- Task goal:
Review the material and extract every line in which the word "like" occurs.

- Provided records:
PR #14853, opened 2024-02-26
Make open project running under Ruby 3.3

Eric-Guo:
Just fix [Anonymous block parameter](https://rubyreferences.github.io/rubychanges/3.3.html#anonymous-parameters-forwarding-inside-blocks-are-disallowed) is also used within block (SyntaxError)

### DIFF
--- a/app/components/op_primer/component_helpers.rb
+++ b/app/components/op_primer/component_helpers.rb
@@ -28,31 +28,31 @@
 
 module OpPrimer
   module ComponentHelpers
-    def flex_layout(**, &)
-      render(Primer::OpenProject::FlexLayout.new(**), &)
+    def flex_layout(**, &block)
+      render(Primer::OpenProject::FlexLayout.new(**), &block)
     end
 
-    def grid_layout(css_class, **, &)
-      render(Primer::OpenProject::GridLayout.new(css_class:, **), &)
+    def grid_layout(css_class, **, &block)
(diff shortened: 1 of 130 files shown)


klaustopher:
Hey @Eric-Guo, looking into the issue a bit more, there has been a discussion in the [Rubocop repo](https://github.com/rubocop/rubocop/issues/12571) and the current errors that are shown are due to a bug in Ruby 3.3.0 and this will be fixed in 3.3.1. See https://bugs.ruby-lang.org/issues/20090. Issues like those are why we have not upgraded the Ruby version for OpenProject yet.

As soon as 3.3.1 is out, we will re-evaluate if we can switch over to the new version.

Could I ask what your specific use case is to force OP to run under 3.3?

Eric-Guo:
Not yet, the reason to change is just because I using Mac and brew to install ruby and ruby version is 3.3, without this PR, I can not start up the OP in my local env. 😃

ulferts:
Hi @Eric-Guo,

most people on a Mac developing OpenProject [use something like rbenv](https://www.openproject.org/docs/development/development-environment-osx/#install-ruby) for managing the ruby version. Would that be an option for you in the meantime?

Regards
Jens

Eric-Guo:
Yeah, but I'm still prefer one ruby version for all (10+ rails) projects I maintained, anyway I'm glad to known openproject know this issue better than me.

- Solution:
Hey @Eric-Guo, looking into the issue a bit more, there has been a discussion in the [Rubocop repo](https://github.com/rubocop/rubocop/issues/12571) and the current errors that are shown are due to a bug in Ruby 3.3.0 and this will be fixed in 3.3.1. See https://bugs.ruby-lang.org/issues/20090. Issues like those are why we have not upgraded the Ruby version for OpenProject yet.
most people on a Mac developing OpenProject [use something like rbenv](https://www.openproject.org/docs/development/development-environment-osx/#install-ruby) for managing the ruby version. Would that be an option for you in the meantime?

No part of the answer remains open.